▶ Exercise objective:
Which lines run from the line with "--- a/src/queue.h" through the line with "NickeZ: fixed" in the entries below? Print them exactly, both ends included, and nothing more.

*** Opening of Supplied material ***

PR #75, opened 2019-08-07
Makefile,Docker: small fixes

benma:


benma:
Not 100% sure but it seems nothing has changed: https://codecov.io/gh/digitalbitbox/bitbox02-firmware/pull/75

*** Close of Supplied material ***
*** Opening of Supplied material ***

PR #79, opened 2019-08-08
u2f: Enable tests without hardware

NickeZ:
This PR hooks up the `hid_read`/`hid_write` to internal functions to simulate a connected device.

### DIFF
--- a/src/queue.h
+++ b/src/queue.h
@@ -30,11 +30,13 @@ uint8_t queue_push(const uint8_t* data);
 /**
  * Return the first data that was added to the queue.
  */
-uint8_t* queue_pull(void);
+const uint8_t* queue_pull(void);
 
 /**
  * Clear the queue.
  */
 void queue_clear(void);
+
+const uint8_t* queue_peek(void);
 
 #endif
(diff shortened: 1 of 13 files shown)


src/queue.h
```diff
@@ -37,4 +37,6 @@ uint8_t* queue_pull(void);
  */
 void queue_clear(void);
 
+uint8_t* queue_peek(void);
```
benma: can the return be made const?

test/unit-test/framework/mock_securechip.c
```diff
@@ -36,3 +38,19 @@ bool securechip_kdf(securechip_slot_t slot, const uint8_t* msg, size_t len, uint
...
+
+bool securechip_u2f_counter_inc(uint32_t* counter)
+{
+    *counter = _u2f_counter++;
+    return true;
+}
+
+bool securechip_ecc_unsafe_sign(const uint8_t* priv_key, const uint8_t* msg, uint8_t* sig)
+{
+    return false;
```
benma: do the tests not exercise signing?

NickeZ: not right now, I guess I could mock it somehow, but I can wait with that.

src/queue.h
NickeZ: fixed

*** Close of Supplied material ***

▶ Answer section:
--- a/src/queue.h
+++ b/src/queue.h
@@ -30,11 +30,13 @@ uint8_t queue_push(const uint8_t* data);
 /**
  * Return the first data that was added to the queue.
  */
-uint8_t* queue_pull(void);
+const uint8_t* queue_pull(void);
 
 /**
  * Clear the queue.
  */
 void queue_clear(void);
+
+const uint8_t* queue_peek(void);
 
 #endif
(diff shortened: 1 of 13 files shown)


src/queue.h
```diff
@@ -37,4 +37,6 @@ uint8_t* queue_pull(void);
  */
 void queue_clear(void);
 
+uint8_t* queue_peek(void);
```
benma: can the return be made const?

test/unit-test/framework/mock_securechip.c
```diff
@@ -36,3 +38,19 @@ bool securechip_kdf(securechip_slot_t slot, const uint8_t* msg, size_t len, uint
...
+
+bool securechip_u2f_counter_inc(uint32_t* counter)
+{
+    *counter = _u2f_counter++;
+    return true;
+}
+
+bool securechip_ecc_unsafe_sign(const uint8_t* priv_key, const uint8_t* msg, uint8_t* sig)
+{
+    return false;
```
benma: do the tests not exercise signing?

NickeZ: not right now, I guess I could mock it somehow, but I can wait with that.

src/queue.h
NickeZ: fixed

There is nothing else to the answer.